In contemporary America giving stuff up for Lent is experienced mostly as either a jokey declaration of Catholic identity or a barely-understood obligation. We just don't get it, and the reason we don't get it is that we have somehow forgotten the meaning and purpose of sacrifice in relation to the spiritual life.
Which is weird, because we remember it in other parts of our lives. We know that in order to have an attractive body, we must sacrifice. We have to work out, even if we don't feel like it. We have to avoid eating junk, even when we feel like it.
We know full well that worldly success entails sacrifice, and we are willing to do so to get there: hellish years in grad school, climbing up from the bottom of the ladder, long hours at work - sure, we know what sacrifice is and the fruit of it.
We also know, even if we fail to live it, that good strong loving relationships of any kind require sacrificing self. No kidding.

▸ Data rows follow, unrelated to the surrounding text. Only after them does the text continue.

PR #189, opened 2016-03-18
Vendor executor

erikh:
This vendors executor from github.com/contiv/executor and removes it from the tree.


mapuri:
LGTM

erikh:
I'm just goign to merge this sans CI; it's going to break because of the collins fix which comes after this PR. I know this PR is fine.

PR #192, opened 2016-03-18
Use errored

erikh:
This uses the new github.com/contiv/errored package. It will be implemented a little more hardy once I make some modifications to both ends, but this is a good enough approach for now.


mapuri:
LGTM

But somehow...when it comes to God, we're all "God's everywhere," and "God loves me as I am," our misinterpretations of which often lead us down a path in which we think that somehow, the spiritual life is different from every other part of life in that it requires nothing of us. It just happens and just is.

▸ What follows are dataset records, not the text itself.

PR #221, opened 2018-10-05
check auth domain for permission

Qi77Qi:
Ticket: https://broadinstitute.atlassian.net/browse/GAWB-3571

Not exactly sure about https://github.com/broadinstitute/sam/pull/221/files#diff-1b52ef6306942437bf8b4509e0f37ab2R155, but hoping there's test covers this

---

**PR checklist**

### DIFF
--- a/src/main/scala/org/broadinstitute/dsde/workbench/sam/api/ManagedGroupRoutes.scala
+++ b/src/main/scala/org/broadinstitute/dsde/workbench/sam/api/ManagedGroupRoutes.scala
@@ -27,14 +27,14 @@ trait ManagedGroupRoutes extends UserInfoDirectives with SecurityDirectives with
   def groupRoutes: server.Route = requireUserInfo { userInfo =>
     (pathPrefix("groups" / "v1") | pathPrefix("group")) {
       pathPrefix(Segment) { groupId =>
-        val managedGroup = Resource(ManagedGroupService.managedGroupTypeName, ResourceId(groupId))
+        val managedGroup = FullyQualifiedResourceId(ManagedGroupService.managedGroupTypeName, ResourceId(groupId))
 
         pathEndOrSingleSlash {
           get {
-            handleGetGroup(managedGroup)
+            handleGetGroup(managedGroup.resourceId)
           } ~
           post {
-            handleCreateGroup(managedGroup, userInfo)
+            handleCreateGroup(managedGroup.resourceId, userInfo)
           } ~
           delete {
             handleDeleteGroup(managedGroup, userInfo)
@@ -92,26 +92,26 @@ trait ManagedGroupRoutes extends UserInfoDirectives with SecurityDirectives with
     complete(managedGroupService.listGroups(userInfo.userId).map(StatusCodes.OK -> _))
   }
 
-  private def handleGetGroup(managedGroup: Resource): Route = {
+  private def handleGetGroup(resourceId: ResourceId): Route = {
     complete (
-      managedGroupService.loadManagedGroup(managedGroup.resourceId).map {
+      managedGroupService.loadManagedGroup(resourceId).map {
         case Some(response) => StatusCodes.OK -> response
         case None => throw new WorkbenchExceptionWithErrorReport(ErrorReport(StatusCodes.NotFound, "group not found"))
       }
     )
   }
 
-  private def handleCreateGroup(managedGroup: Resource, userInfo: UserInfo): Route = {
-    complete(managedGroupService.createManagedGroup(managedGroup.resourceId, userInfo).map(_ => StatusCodes.Created))
+  private def handleCreateGroup(resourceId: ResourceId, userInfo: UserInfo): Route = {
+    complete(managedGroupService.createManagedGroup(resourceId, userInfo).map(_ => StatusCodes.Created))
   }
 
-  private def handleDeleteGroup(managedGroup: Resource, userInfo: UserInfo): Route = {
+  private def handleDeleteGroup(managedGroup: FullyQualifiedResourceId, userInfo: UserInfo): Route = {
     requireAction(managedGroup, SamResourceActions.delete, userInfo.userId) {
       complete(managedGroupService.deleteManagedGroup(managedGroup.resourceId).map(_ => StatusCodes.NoContent))
     }
   }
 
-  private def handleListEmails(managedGroup: Resource, accessPolicyName: ManagedGroupPolicyName, userInfo: UserInfo): Route = {
+  private def handleListEmails(managedGroup: FullyQualifiedResourceId, accessPolicyName: ManagedGroupPolicyName, userInfo: UserInfo): Route = {
     requireAction(managedGroup, SamResourceActions.readPolicy(accessPolicyName), userInfo.userId) {
       complete(
         managedGroupService.listPolicyMemberEmails(managedGroup.resourceId, accessPolicyName).map(StatusCodes.OK -> _)
@@ -119,7 +119,7 @@ trait ManagedGroupRoutes extends UserInfoDirectives with SecurityDirectives with
     }
   }
 
-  private def handleOverwriteEmails(managedGroup: Resource, accessPolicyName: ManagedGroupPolicyName, userInfo: UserInfo): Route = {
+  private def handleOverwriteEmails(managedGroup: FullyQualifiedResourceId, accessPolicyName: ManagedGroupPolicyName, userInfo: UserInfo): Route = {
     requireAction(managedGroup, SamResourceActions.sharePolicy(accessPolicyName), userInfo.userId) {
       entity(as[Set[WorkbenchEmail]]) { members =>
         complete(
@@ -129,7 +129,7 @@ trait ManagedGroupRoutes extends UserInfoDirectives with SecurityDirectives with
     }
   }
 
-  private def handleAddEmailToPolicy(managedGroup: Resource, accessPolicyName: ManagedGroupPolicyName, email: String, userInfo: UserInfo): Route = {
+  private def handleAddEmailToPolicy(managedGroup: FullyQualifiedResourceId, accessPolicyName: ManagedGroupPolicyName, email: String, userInfo: UserInfo): Route = {
     requireAction(managedGroup, SamResourceActions.sharePolicy(accessPolicyName), userInfo.userId) {
       withSubject(WorkbenchEmail(email)) { subject =>
         complete(
@@ -139,7 +139,7 @@ trait ManagedGroupRoutes extends UserInfoDirectives with SecurityDirectives with
     }
   }
 
-  private def handleDeleteEmailFromPolicy(managedGroup: Resource, accessPolicyName: ManagedGroupPolicyName, email: String, userInfo: UserInfo): Route = {
+  private def handleDeleteEmailFromPolicy(managedGroup: FullyQualifiedResourceId, accessPolicyName: ManagedGroupPolicyName, email: String, userInfo: UserInfo): Route = {
     requireAction(managedGroup, SamResourceActions.sharePolicy(accessPolicyName), userInfo.userId) {
       withSubject(WorkbenchEmail(email)) { subject =>
         complete(
@@ -149,7 +149,7 @@ trait ManagedGroupRoutes extends UserInfoDirectives with SecurityDirectives with
     }
   }
 
-  private def handleRequestAccess(managedGroup: Resource, userInfo: UserInfo): Route = {
+  private def handleRequestAccess(managedGroup: FullyQualifiedResourceId, userInfo: UserInfo): Route = {
     requireAction(managedGroup, SamResourceActions.notifyAdmins, userInfo.userId) {
       complete(
         managedGroupService.requestAccess(managedGroup.resourceId, userInfo.userId).map(_ => StatusCodes.NoContent)
@@ -157,7 +157,7 @@ trait ManagedGroupRoutes extends UserInfoDirectives with SecurityDirectives with
     }
   }
 
-  private def handleSetAccessInstructions(managedGroup: Resource, accessInstructions: ManagedGroupAccessInstructions, userInfo: UserInfo): Route = {
+  private def handleSetAccessInstructions(managedGroup: FullyQualifiedResourceId, accessInstructions: ManagedGroupAccessInstructions, userInfo: UserInfo): Route = {
     requireAction(managedGroup, SamResourceActions.setAccessInstructions, userInfo.userId) {
       complete(
         managedGroupService.setAccessInstructions(managedGroup.resourceId, accessInstructions.value).map(_ => StatusCodes.NoContent)
@@ -165,7 +165,7 @@ trait ManagedGroupRoutes extends UserInfoDirectives with SecurityDirectives with
     }
   }
 
-  private def handleGetAccessInstructions(managedGroup: Resource): Route = {
+  private def handleGetAccessInstructions(managedGroup: FullyQualifiedResourceId): Route = {
     complete(
       managedGroupService.getAccessInstructions(managedGroup.resourceId).map {
         case Some(accessInstructions) => StatusCodes.OK -> Option(accessInstructions)
--- a/src/main/scala/org/broadinstitute/dsde/workbench/sam/directory/DirectorySubjectNameSupport.scala
+++ b/src/main/scala/org/broadinstitute/dsde/workbench/sam/directory/DirectorySubjectNameSupport.scala
@@ -24,22 +24,22 @@ trait DirectorySubjectNameSupport {
   protected def groupDn(groupId: WorkbenchGroupIdentity) = {
     groupId match {
       case WorkbenchGroupName(name) => s"cn=$name,$groupsOu"
-      case rpn: ResourceAndPolicyName => policyDn(rpn)
+      case rpn: FullyQualifiedPolicyId => policyDn(rpn)
       case _ => throw new WorkbenchException(s"unexpected WorkbenchGroupIdentity $groupId")
     }
   }
   protected def userDn(samUserId: WorkbenchUserId) = s"uid=${samUserId.value},$peopleOu"
   protected def petDn(petServiceAccountId: PetServiceAccountId) = s"${Attr.project}=${petServiceAccountId.project.value},${userDn(petServiceAccountId.userId)}"
   protected def resourceTypeDn(resourceTypeName: ResourceTypeName) = s"${Attr.resourceType}=${resourceTypeName.value},$resourcesOu"
-  protected def resourceDn(resource: Resource) = s"${Attr.resourceId}=${resource.resourceId.value},${resourceTypeDn(resource.resourceTypeName)}"
+  protected def resourceDn(resource: FullyQualifiedResourceId) = s"${Attr.resourceId}=${resource.resourceId.value},${resourceTypeDn(resource.resourceTypeName)}"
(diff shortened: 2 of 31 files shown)


src/main/scala/org/broadinstitute/dsde/workbench/sam/model/SamModel.scala
```diff
@@ -84,7 +84,10 @@ object SamResourceActions {
 
 @Lenses case class ResourceTypeName(value: String) extends ValueObject
 
-@Lenses case class Resource(resourceTypeName: ResourceTypeName, resourceId: ResourceId, authDomain: Set[WorkbenchGroupName] = Set.empty)
+@Lenses final case class ResourceIdentity(resourceTypeName: ResourceTypeName, resourceId: ResourceId)
```
marctalbott: Having both `ResourceIdentity` and `ResourceId` seems a bit confusing to me as the names feel too similar. Maybe `ResourceIdAndTypeName`?

src/main/scala/org/broadinstitute/dsde/workbench/sam/openam/LdapAccessPolicyDAO.scala
```diff
@@ -139,27 +136,34 @@ class LdapAccessPolicyDAO(protected val ldapConnectionPool: LDAPConnectionPool,
...
-    }
-    result.getOrElse(Set.empty)
-  }
+    } yield accessPolicies.getOrElse(Set.empty)
 
-  override def listFlattenedPolicyMembers(resourceAndPolicyName: ResourceAndPolicyName): Future[Set[WorkbenchUserId]] = Future {
-    ldapSearchStream(peopleOu, SearchScope.ONE, Filter.createEqualityFilter(Attr.memberOf, policyDn(resourceAndPolicyName)))(unmarshalUser).map(_.id).toSet
-  }
+  override def listFlattenedPolicyMembers(policyId: PolicyIdentity): IO[Set[WorkbenchUserId]] = cs.evalOn(blockingEc)(
+    IO(ldapSearchStream(peopleOu, SearchScope.ONE, Filter.createEqualityFilter(Attr.memberOf, policyDn(policyId)))(unmarshalUser).map(_.id).toSet)
```
marctalbott: I believe this might be a good time to rework this query. @dvoet pointed out the same problem in the (soon to be deleted) function `listFlattenedGroupUsers` in `ldapDirectoryDAO` and the search I was doing to find intersection users in my PR. Check out the bottom row in the [LDAP knowledge share](https://broadinstitute.atlassian.net/wiki/spaces/GAWB/pages/622985222/LDAP). It could speed up the `listFlattenedPolicyMembers` query by a lot

marctalbott, line 191: I believe this might be a good time to rework this query. As @dvoet pointed out in `listFlattenedGroupUsers` in `ldapDirectoryDAO` and in my own PR where I was searching for intersection group users, starting at `peopleOu` makes for a much slower search. Starting the search at the `baseDn` instead and then filtering out non-users will result in a faster search. Check out the bottom entry of the [LDAP knowledge share](https://broadinstitute.atlassian.net/wiki/spaces/GAWB/pages/622985222/LDAP) for more info on timing comparisons.

src/main/scala/org/broadinstitute/dsde/workbench/sam/model/SamModel.scala
Qi77Qi: yea, it is a bit confusing. But I think it's better than `ResourceIdAndTypeName` since that name doesn't indicate well what this field is for. Conceptually, it uniquely identifies a `Resource`, whenever we do equality check or look up for a resource, we need all fields in this case class. https://github.com/broadinstitute/sam/pull/221/files/07b755659f0169b1d1aa8704f0ed08cabbe572a0#diff-a80e785aa2e82ece2775df0a248fde5cR101 is similar idea. I'm not sure if `resourceId` is unique across all resourceTypes, but even if they are, we won't be able to look up a resource just by `resourceId`.

I'm up for other name suggestions tho.

src/main/scala/org/broadinstitute/dsde/workbench/sam/openam/LdapAccessPolicyDAO.scala
Qi77Qi: The PR didn't touch this logic other than I changed return type to `IO`. I checked the code and didn't see any tests covering this function, so I'm not inclined to refactor this in this PR since changing the query is much higher risk than changing return type from Future to IO.

src/main/scala/org/broadinstitute/dsde/workbench/sam/api/ManagedGroupRoutes.scala
```diff
@@ -92,34 +92,34 @@ trait ManagedGroupRoutes extends UserInfoDirectives with SecurityDirectives with
     complete(managedGroupService.listGroups(userInfo.userId).map(StatusCodes.OK -> _))
   }
 
-  private def handleGetGroup(managedGroup: Resource): Route = {
+  private def handleGetGroup(resourceId: ResourceId): Route = {
```
dvoet, line 95: can we leave handleGetGroup and handleCreate group with `ResourceIdentity` and the parameter type for consistency?

src/main/scala/org/broadinstitute/dsde/workbench/sam/directory/DirectorySubjectNameSupport.scala
```diff
@@ -67,15 +67,15 @@ trait DirectorySubjectNameSupport {
       case groupMatcher(cn) => WorkbenchGroupName(cn)
       case personMatcher(uid) => WorkbenchUserId(uid)
       case petMatcher(petProject, userUid) => PetServiceAccountId(WorkbenchUserId(userUid), GoogleProject(petProject))
-      case policyMatcher(policyName, resourceId, resourceTypeName) => ResourceAndPolicyName(Resource(ResourceTypeName(resourceTypeName), ResourceId(resourceId)), AccessPolicyName(policyName))
+      case policyMatcher(policyName, resourceId, resourceTypeName) => PolicyIdentity(ResourceIdentity(ResourceTypeName(resourceTypeName), ResourceId(resourceId)), AccessPolicyName(policyName)) //TODO: we might need a better type that excludes AuthDomains field
```
dvoet: what does this TODO mean? If it is something that should be done but not as part of this PR make a jira for it.

src/main/scala/org/broadinstitute/dsde/workbench/sam/model/SamModel.scala
dvoet: `FullyQualifiedResourceId` and also `FullyQualifiedPolicyId`

src/main/scala/org/broadinstitute/dsde/workbench/sam/openam/LdapAccessPolicyDAO.scala
```diff
@@ -161,27 +158,34 @@ class LdapAccessPolicyDAO(protected val ldapConnectionPool: LDAPConnectionPool,
...
-      val memberOfSubjects = memberOfDns.map(dnToSubject)
-      memberOfSubjects.collect {
-        case ripn@ResourceAndPolicyName(`resource`, _) => unmarshalAccessPolicy(ldapConnectionPool.getEntry(subjectDn(ripn)))
+  ))
+
+  override def listAccessPoliciesForUser(resource: ResourceIdentity, user: WorkbenchUserId): IO[Set[AccessPolicy]] = for {
+      entry <- cs.evalOn(blockingEc)(IO(ldapConnectionPool.getEntry(subjectDn(user), Attr.memberOf)))
+      members <- IO.pure(Option(entry).map(e => getAttributes(e, Attr.memberOf).toList))
+      accessPolicies <- members.traverse{
+        strs =>
```
dvoet: better variable naming please

src/main/scala/org/broadinstitute/dsde/workbench/sam/openam/LdapAccessPolicyDAO.scala
```diff
@@ -161,27 +158,34 @@ class LdapAccessPolicyDAO(protected val ldapConnectionPool: LDAPConnectionPool,
...
+          val ripns = strs.mapFilter{
+            str =>
+              for{
+                subject <- Either.catchNonFatal(dnToSubject(str)).toOption
+                ripn <- subject match {
+                  case ripn: PolicyIdentity if ripn.resource.resourceId == resource.resourceId && ripn.resource.resourceTypeName == resource.resourceTypeName => Some(ripn)
+                  case _ => None
+                }
+              } yield ripn
```
dvoet: these are not `ripn`s anymore

src/main/scala/org/broadinstitute/dsde/workbench/sam/service/ResourceService.scala
```diff
@@ -168,53 +164,60 @@ class ResourceService(private val resourceTypes: Map[ResourceTypeName, ResourceT
...
-        resourceType <- resourceTypeOption
-        role <- resourceType.roles.find(_.roleName == resourceRoleName)
-      } yield {
-        role.actions
+  def hasPermission(resource: ResourceIdentity, action: ResourceAction, userInfo: UserInfo): IO[Boolean] = {
+    listUserResourceActions(resource, userInfo).map(_.contains(action))
+  }
+
+  def listUserResourceActions(resource: ResourceIdentity, userInfo: UserInfo): IO[Set[ResourceAction]] = {
+    val resourceType = resourceTypes.get(resource.resourceTypeName)
```
dvoet: unused

src/main/scala/org/broadinstitute/dsde/workbench/sam/service/ResourceService.scala
```diff
@@ -168,53 +164,60 @@ class ResourceService(private val resourceTypes: Map[ResourceTypeName, ResourceT
...
-      val maybeActions = for {
-        resourceType <- resourceTypeOption
-        role <- resourceType.roles.find(_.roleName == resourceRoleName)
-      } yield {
-        role.actions
+  def hasPermission(resource: ResourceIdentity, action: ResourceAction, userInfo: UserInfo): IO[Boolean] = {
+    listUserResourceActions(resource, userInfo).map(_.contains(action))
+  }
+
+  def listUserResourceActions(resource: ResourceIdentity, userInfo: UserInfo): IO[Set[ResourceAction]] = {
```
dvoet: 2 comments on this function:
1) functionality: aside from the `authDomainsPoliciesUserIsMemberOf` being not quite right as discussed in person, the other problem is that auth domains should be applied only to specific actions as governed by the resource type (`ResourceActionPattern.authDomainConstrainable`).

2) complexity: the logic here is complicated and layered for comps, maps, flatmaps... oh my. And much of the complication is only required when at least one action is actually constrained by an auth domain. So to simplify, I would try reverting to how it was then add on a conditional filtering step: 
```
if any of the actions are constrainable, load resource auth domains
  if there are auth domains, load user's auth domains
    if the user is missing any auth domains remove all constrainable actions
else (for all ifs) return original list
```

src/test/scala/org/broadinstitute/dsde/workbench/sam/api/ManagedGroupRoutesSpec.scala
```diff
@@ -697,10 +703,21 @@ class ManagedGroupRoutesSpec extends FlatSpec with Matchers with ScalatestRouteT
...
+    val samRoutes = createResource(resourceTypes, Resource(ManagedGroupService.managedGroupTypeName, ResourceId("foo"), Set.empty))
 
     Post(s"/api/group/$groupId/requestAccess") ~> samRoutes.route ~> check {
       status shouldEqual StatusCodes.NotFound
     }
   }
 }
+
+object ManagedGroupRoutesSpec{
+  def createResource(resourceTypeMap: Map[ResourceTypeName, ResourceType], resource: Resource)(implicit sysmtem: ActorSystem, materializer: Materializer, ec: ExecutionContext): TestSamRoutes ={
```
dvoet: call it `createSamRoutesWithResource`

src/test/scala/org/broadinstitute/dsde/workbench/sam/api/TestSamRoutes.scala
```diff
@@ -22,23 +22,23 @@ import scala.concurrent.ExecutionContext
...
-  def mockDirectoryDao: MockDirectoryDAO = directoryDAO
+  def mockDirectoryDao: DirectoryDAO = directoryDAO
 }
 
 object TestSamRoutes {
   val defaultUserInfo = UserInfo(OAuth2BearerToken("accessToken"), WorkbenchUserId("user1"), WorkbenchEmail("user1@example.com"), 0)
   val defaultGoogleSubjectId = GoogleSubjectId("user1")
 
-  def apply(resourceTypes: Map[ResourceTypeName, ResourceType], userInfo: UserInfo = defaultUserInfo)(implicit system: ActorSystem, materializer: Materializer, executionContext: ExecutionContext) = {
+  def apply(resourceTypes: Map[ResourceTypeName, ResourceType], userInfo: UserInfo = defaultUserInfo, policyAccessDAO: Option[AccessPolicyDAO] = None, policies: Option[mutable.Map[WorkbenchGroupIdentity, WorkbenchGroup]] = None)(implicit system: ActorSystem, materializer: Materializer, executionContext: ExecutionContext) = {
```
dvoet, line 35: why did this change?

src/test/scala/org/broadinstitute/dsde/workbench/sam/api/ManagedGroupRoutesSpec.scala
```diff
@@ -601,7 +603,11 @@ class ManagedGroupRoutesSpec extends FlatSpec with Matchers with ScalatestRouteT
   }
 
   it should "fail with 404 when the group does not exist" in {
-    val samRoutes = TestSamRoutes(resourceTypes)
+    val groups = TrieMap.empty[WorkbenchGroupIdentity, WorkbenchGroup]
+    val policyDao = new MockAccessPolicyDAO(groups)
+    val samRoutes = TestSamRoutes(resourceTypes, policyAccessDAO = Some(policyDao), policies = Some(groups))
+
+    policyDao.createResource(Resource(ManagedGroupService.managedGroupTypeName, ResourceId("foo"), Set.empty)).unsafeRunSync()
```
dvoet, line 610: why this change?

src/test/scala/org/broadinstitute/dsde/workbench/sam/api/ManagedGroupRoutesSpec.scala
```diff
@@ -228,8 +233,7 @@ class ManagedGroupRoutesSpec extends FlatSpec with Matchers with ScalatestRouteT
   }
 
   it should "fail with 404 when the group does not exist" in {
-    val samRoutes = TestSamRoutes(resourceTypes)
-
+    val samRoutes = createResource(resourceTypes, Resource(ManagedGroupService.managedGroupTypeName, ResourceId("foo"), Set.empty))
```
dvoet: why all the changes to `createResource`?

src/test/scala/org/broadinstitute/dsde/workbench/sam/api/ManagedGroupRoutesSpec.scala
```diff
@@ -1,19 +1,25 @@
 package org.broadinstitute.dsde.workbench.sam
 package api
 
+import akka.actor.ActorSystem
```
dvoet, line 4: all the comments I made on ManagedGroupRoutesSpec also apply to ManagedGroupRoutesV1Spec. However I would like to see ManagedGroupRoutesSpec change as little as possible since it is here to ensure we remain backwards compatible.

dvoet (changes requested):
on the test front, I am concerned by all the seemingly unrelated changes. This is a big refactor and I would expect changes only related to that refactor and new functionality. With all the other changes it is hard to tell that the tests themselves did not actually change. And if the tests changed, maybe we are not testing what we think we are anymore.

src/main/scala/org/broadinstitute/dsde/workbench/sam/api/ManagedGroupRoutes.scala
Qi77Qi: Giving `handleGetGroup` `ResourceIdentity` is giving it more info than needed though. There're definitely cases where you don't need a `FullyQualifiedResourceId` but `ResourceId` will suffice, and I think it makes sense to have the distinction.

src/main/scala/org/broadinstitute/dsde/workbench/sam/directory/DirectorySubjectNameSupport.scala
Qi77Qi: I think that was before I decided to use a separate type. I'll remove the comment

src/test/scala/org/broadinstitute/dsde/workbench/sam/api/ManagedGroupRoutesSpec.scala
Qi77Qi: it's because lots of endpoints use [requireAction](https://github.com/broadinstitute/sam/blob/develop/src/main/scala/org/broadinstitute/dsde/workbench/sam/api/SecurityDirectives.scala#L18), which calls [added new check](https://github.com/broadinstitute/sam/blob/secondAuthDomain/src/main/scala/org/broadinstitute/dsde/workbench/sam/service/ResourceService.scala#L191)...previously, without the resource which policy belongs to being existent is fine in the test, but due to the new check, we need to add the resource in tests

src/test/scala/org/broadinstitute/dsde/workbench/sam/api/ManagedGroupRoutesSpec.scala
Qi77Qi: I think all changes in these 2 files are due to https://github.com/broadinstitute/sam/pull/221#discussion_r224230593, which can't be avoided since this PR is to add auth domain check, which means we need to load resource for the policy we're checking, but previously in tests, we didn't care about the resource that the policy belongs to.

I don't think it'll break backward compatibility since in real use case, we definitely have resource pre-created before we have policy.

src/test/scala/org/broadinstitute/dsde/workbench/sam/api/ManagedGroupRoutesSpec.scala
Qi77Qi: I think all changes in these 2 files are due to #221 (comment), which can't be avoided since this PR is to add auth domain check, which means we need to load resource for the policy we're checking, but previously in tests, we didn't care about the resource that the policy belongs to.

I don't think it'll break backward compatibility since in real use case, we definitely have resource pre-created before we have policy.

src/test/scala/org/broadinstitute/dsde/workbench/sam/api/TestSamRoutes.scala
Qi77Qi: it's used https://github.com/broadinstitute/sam/blob/secondAuthDomain/src/test/scala/org/broadinstitute/dsde/workbench/sam/api/ManagedGroupRoutesSpec.scala#L718

dvoet (approved):

marctalbott (approved):

Qi77Qi:
jenkins retest

Qi77Qi:
checked with Alex...this jenkins failure should be fine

This isn't to say, either, that we need to "try harder" or judge our spiritual lives according to any measurable sense of what we do or sacrifice. That's not it either.
It's simply recognizing that we are not in as close a union with God as we could be as God wants us to be, and that the obstacles are those that we erect: the idols we put in God's place, the fears that we harbor, the love that we stifle, rather than share with others. There are walls that must be shattered, paths that must be avoided, illusions that must be shattered - all for Love's sake.
Lent gives us a small way there. We look at our lives and see what needs to be "given up" - not for any ulterior purpose like losing weight, but for the purpose of loving God more deeply. Sometimes this does involve making changes to our physical lives: abusing the bodies God gave us is like throwing a carefully-chosen gift back in a lover's face. But it can involve other sacrifices as well: giving up time to pray more. Giving up pride to be more honest in my prayer. Giving up even more time (and resources) to share with the poor.
The fruit being that in the end, in this small way, we've discovered that we don't need those things we've given up. We thought we needed them to be happy, but we didn't. We only need God. And so we rise, through God's grace and strength, freed from mortal chains, to a small, yet enticing taste of new life.